Assignment: Write out the listing below word for word.

Data for review:

PR #641, opened 2019-05-29
Update slip-0044.md with ASK

seanmcgary:


prusnak:

seanmcgary:
We're already actively using index `2221` with our mainnet blockchain (and existing wallets), so we'd like to keep it if possible.

prusnak:
Meh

Task answer:
PR #641, opened 2019-05-29
Update slip-0044.md with ASK

seanmcgary:


prusnak:

seanmcgary:
We're already actively using index `2221` with our mainnet blockchain (and existing wallets), so we'd like to keep it if possible.

prusnak:
Meh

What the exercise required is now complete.